Friday, 14 December 2018

REVIEW: Murder For Two at The Other Palace (Studio)


Murder For Two claims its inspiration is part Marx Brothers and part Agatha Christie. There’s also a hefty dose of Broadway pastiche thrown in, a sub genre in its own right of which there are an increasing number of examples.

The story concerns a classic country house murder mystery. The subject of a surprise birthday party gets a different sort of surprise as he is shot dead on arrival. But by whom? All the suspects are played by Jeremy Legat, running around the set, grabbing props as he goes, to become anything from a ballerina to a choir of three nine year old boys. Ed MacArthur is the detective, desperately trying to corral all these characters so he can follow his protocol for solving the case and show his boss he’s ready for promotion. 
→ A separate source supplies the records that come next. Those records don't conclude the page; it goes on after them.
PR #314, opened 2022-02-23
Add common::testing module

mjcarroll:
# 🎉 New feature

## Summary

This introduces `ignition::common::testing`, a component to hold all of our testing support functionality. 

The main motivation is to do away with `test_config.h.in` files across our components, and provide a more reliable way of getting source files, test support files, and temporary directories from the file system.

This should end up with any uses of `PROJECT_SOURCE_PATH` or `CMAKE_SOURCE_PATH` removed from our codebase in a centralized module.

I also envision this holding other common functionality, such as forking executables as part of a test.

## Test it

See #315 for how this is used

Requires ignitionrobotics/ign-cmake/pull/206


scpeters:
should this go in ign-utils so it can be used by ign-math and ign-plugin?

mjcarroll:
> should this go in ign-utils so it can be used by ign-math and ign-plugin?

I think ign-utils is pretty safe because it doesn't have a lot of need for it.  

In theory we could make the dependency from ign-plugin to ign-common _purely_ for the tests, but this really only works if you are building an entire source workspace with colcon or bazel rather than depending on packaged binaries.

mjcarroll:
ign-plugin also circumvents this a bit by directly injecting paths to libraries in the tests via preprocessor definitions.  It works fine for a few examples and is probably okay because plugin assumes that most of the path munging will have already been handed by common.

include/ignition/common/TempDirectory.hh
```diff
@@ -74,6 +74,22 @@ namespace ignition
...
+      /// up when the object goes out of scope.
+      ///
+      /// The TempDirectory will have the form _root/_subdir/_prefixXXXXX/
+      ///
+      /// \param[in[ _root Explicitly set the root directory
+      /// \param[in] _prefix String to be expanded for the template
+      /// \param[in] _subDir Subdirectory in OS _root, if desired
+      /// \param[in] _cleanup True to indicate that the filesystem should
+      ///   be cleaned as part of the destructor
+      public: explicit TempDirectory(const std::string &_root,
```
chapulina, line 88: Can we add a unit test for this constructor?

testing/include/ignition/common/testing/AutoLogFixture.hh
```diff
@@ -0,0 +1,109 @@
...
+namespace ignition::common::testing
+{
+/// \brief A utility class that stores test logs in ~/.ignition/test_logs.
+/// This functionality is needed to keep all the log information reported
+/// by ignition during continuous integration. Without this, debugging
+/// failing tests is significantly more difficult.
+class AutoLogFixture : public ::testing::Test
+{
+  /// \brief Setup the test fixture. This gets called by gtest.
+  protected: virtual void SetUp()
```
chapulina, line 39:
```suggestion
  protected: virtual void SetUp() override
```

testing/include/ignition/common/testing/AutoLogFixture.hh
```diff
@@ -0,0 +1,109 @@
...
+
+  /// \brief Default destructor.
+  public: virtual ~AutoLogFixture()
+  {
+    ignLogClose();
+    EXPECT_TRUE(ignition::common::unsetenv(IGN_HOMEDIR));
+  }
+
+  /// \brief String with the full path of the logfile
+  private: std::string logFilename;
```
chapulina, line 96: How about PIMPLing this class?

testing/include/ignition/common/testing/BazelTestPaths.hh
```diff
@@ -0,0 +1,37 @@
...
+#define IGNITION_COMMON_TESTING_BAZELTESTPATHS_HH_
+
+#include <string>
+
+#include "ignition/common/testing/TestPaths.hh"
+
+namespace ignition::common::testing
+{
+
+class BazelTestPaths: public TestPaths
```
chapulina, line 27: Missing doxygen

testing/include/ignition/common/testing/CMakeTestPaths.hh
```diff
@@ -0,0 +1,37 @@
...
+#define IGNITION_COMMON_TESTING_CMAKETESTPATHS_HH_
+
+#include <string>
+
+#include "ignition/common/testing/TestPaths.hh"
+
+namespace ignition::common::testing
+{
+
+class CMakeTestPaths: public TestPaths
```
chapulina, line 27: Doxygen

testing/include/ignition/common/testing/TestPaths.hh
```diff
@@ -0,0 +1,118 @@
...
+//////////////////////////////////////////////////
+enum class BuildType
+{
+  kUnknown,
+  kCMake,
+  kBazel
+};
+
+//////////////////////////////////////////////////
+class TestPaths
```
chapulina, line 46: doxygen

testing/include/ignition/common/testing/TestPaths.hh
```diff
@@ -0,0 +1,118 @@
...
+  std::string dataDir;
+  testPaths->ProjectSourcePath(dataDir);
+  return common::joinPaths(dataDir, args...);
+}
+
+//////////////////////////////////////////////////
+template <typename... Args>
+std::string TestFile(Args const &... args)
+{
+  return SourceFile("test", args...);
```
chapulina, line 103:
```suggestion
  return this->SourceFile("test", args...);
```

testing/include/ignition/common/testing/Utils.hh
```diff
@@ -0,0 +1,59 @@
...
+  std::mt19937 randGenerator(seed);
+
+  // Create a random number based on an integer converted to string.
+  std::uniform_int_distribution<int32_t> d(_min, _max);
+
+  return std::to_string(d(randGenerator));
+}
+
+/////////////////////////////////////////////////
+bool create_new_empty_file(const std::string &_filename)
```
chapulina, line 44:
```suggestion
bool createNewEmptyFile(const std::string &_filename)
```

Also missing docs

testing/src/BazelTestPaths_TEST.cc
```diff
@@ -0,0 +1,90 @@
...
+#include "ignition/common/Filesystem.hh"
+#include "ignition/common/testing/TestPaths.hh"
+#include "ignition/common/testing/BazelTestPaths.hh"
+
+using namespace ignition::common;
+
+char **kEnv;
+
+/////////////////////////////////////////////////
+TEST(TestPaths, DISABLED_DumpEnv)
```
chapulina, line 28: Not sure if disabling is a good idea here, this gets printed out when you run tests and looks like something to be fixed. I think if it were enabled it would just pass, right?

testing/src/CMakeTestPaths.cc
```diff
@@ -0,0 +1,44 @@
...
+#include "ignition/common/testing/CMakeTestPaths.hh"
+
+namespace ignition::common::testing
+{
+
+//////////////////////////////////////////////////
+CMakeTestPaths::~CMakeTestPaths() = default;
+
+//////////////////////////////////////////////////
+bool CMakeTestPaths::ProjectSourcePath(std::string &_sourceDir) {
```
chapulina, line 27:
```suggestion
bool CMakeTestPaths::ProjectSourcePath(std::string &_sourceDir)
{
```

testing/src/CMakeTestPaths.cc
```diff
@@ -0,0 +1,44 @@
...
+
+  if (!projectSourcePath.empty())
```
chapulina, line 29:
```suggestion
  if (!this->projectSourcePath.empty())
```

chapulina (commented):
Did a 1st pass

testing/src/BazelTestPaths_TEST.cc
mjcarroll: Removed

testing/include/ignition/common/testing/TestPaths.hh
mjcarroll: This one isn't a member function, it is just calling another template.

testing/include/ignition/common/testing/AutoLogFixture.hh
mjcarroll: I PIMPL'ed it, but to keep from linking a shared library with `gtest`, I put the implementation in the `detail` directory.  This keeps the AutoLogFixture header-only.

mjcarroll:

testing/include/ignition/common/testing/Utils.hh
```diff
@@ -0,0 +1,41 @@
...
+#include <cstdint>
+#include <string>
+
+namespace ignition::common::testing
+{
+
+/////////////////////////////////////////////////
+/// \brief Get a random number based on an integer converted to string.
+/// \return A random integer converted to string.
+std::string getRandomNumber(int32_t _min = 0, int32_t _max = INT_MAX);
```
nkoenig, line 30: `ign-math` has helper functions to return random numbers. I looks like the `getRandomNumber` is only used in the tests.

You could replace those instances with:
```
auto val1 = std::to_string(math::Rand::IntUniform(min,max));
```

mjcarroll: Good call, this got lifted straight out of a `test_config.h` somewhere, so probably not needed.

testing/src/TestPaths.cc
```diff
@@ -0,0 +1,96 @@
...
+TestPaths::~TestPaths() = default;
+
+//////////////////////////////////////////////////
+BuildType TestBuildType(const std::string &_projectSourcePath)
+{
+  std::string ign_bazel;
+  bool ign_bazel_set = common::env("IGN_BAZEL", ign_bazel);
+  bool ign_cmake_set = !_projectSourcePath.empty();
+
+  if (ign_bazel_set)
```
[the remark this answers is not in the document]
mjcarroll: I generally assumed that IGN_BAZEL should only be set within the context of the bazel build/test system.  It isn't an environment variable that anyone should be setting.

I don't think it should be an issue, but I will invert the logic just to be safe.

testing/include/ignition/common/testing/detail/AutoLogFixture.hh
```diff
@@ -0,0 +1,114 @@
...
+
+  this->dataPtr->temp = std::make_unique<TempDirectory>(
+      "test", "ign_common", false);
+  ASSERT_TRUE(this->dataPtr->temp->Valid());
+  common::setenv(IGN_HOMEDIR, this->dataPtr->temp->Path());
+
+  // Initialize Console
+  ignLogInit(common::joinPaths(this->dataPtr->temp->Path(), "test_logs"),
+      this->dataPtr->logFilename);
+
```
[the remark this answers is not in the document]
mjcarroll: I think ASSERT_TRUE is an issue (because it changes the return type), but an EXPECT_TRUE probably makes sense here.

mjcarroll:
#337 should fix the Windows CI

testing/src/TestPaths.cc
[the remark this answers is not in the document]
mjcarroll: [046cf5b](https://github.com/ignitionrobotics/ign-common/pull/314/commits/046cf5b2534d827aaacf887e3cc798fb9e6c0ba0)

testing/include/ignition/common/testing/detail/AutoLogFixture.hh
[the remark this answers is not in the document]
mjcarroll: [9c3b6dc](https://github.com/ignitionrobotics/ign-common/pull/314/commits/9c3b6dc7580e7d4638cb65f4a4dbb835e768bbf1)

testing/include/ignition/common/testing/Utils.hh
mjcarroll: [44cce83](https://github.com/ignitionrobotics/ign-common/pull/314/commits/44cce83d96a8a943132d4127258480d8b9e794fd)

testing/include/ignition/common/testing/TestPaths.hh
```diff
@@ -0,0 +1,191 @@
...
+//////////////////////////////////////////////////
+/// \brief Helper interface to generate path information to support
+/// test access to source/data files
+///
+/// It is intended that there is an implementation of this interface for
+/// each relevant buildsystem.
+class TestPaths
+{
+  /// \brief Constructor
+  public: explicit TestPaths(const std::string &_projectSourcePath =
```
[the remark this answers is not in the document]
mjcarroll: [bab3599](https://github.com/ignitionrobotics/ign-common/pull/314/commits/bab3599167ba1bb42ccab8ce97c53a7c4f3bfa02)

src/TempDirectory.cc
```diff
@@ -161,13 +161,22 @@ class ignition::common::TempDirectory::Implementation
...
+                             const std::string &_subDir,
+                             bool _cleanup):
   dataPtr(ignition::utils::MakeUniqueImpl<Implementation>())
 {
 
   this->dataPtr->oldPath = common::cwd();
   this->dataPtr->doCleanup = _cleanup;
 
-  auto tempPath = common::tempDirectoryPath();
+  auto tempPath = _root;
```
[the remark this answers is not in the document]
mjcarroll: [b2f7480](https://github.com/ignitionrobotics/ign-common/pull/314/commits/b2f7480bf1c8840d81bc12d411ce1f4fc2de2283)

nkoenig (approved):

mjcarroll:
> we need to update the ign-common5-release repo with this new component, similar to https://github.com/ignition-release/ign-common5-release/pull/4

Will do, thanks

chapulina:
* PR adding release metadata: https://github.com/ignition-release/ign-common5-release/pull/10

In a breathtaking display of energy and skill the pair also play the piano, sing and dance, for this is a musical. And although it’s on a small scale – the two actors are the entire cast and band – it has the style and panache of a full-scale Broadway show. Knowing nods and winks to various Broadway tropes are heavily signposted with references to doing ‘my big number’ and ‘the friendship song’. It’s all huge fun and the musical numbers are tuneful and even catchy.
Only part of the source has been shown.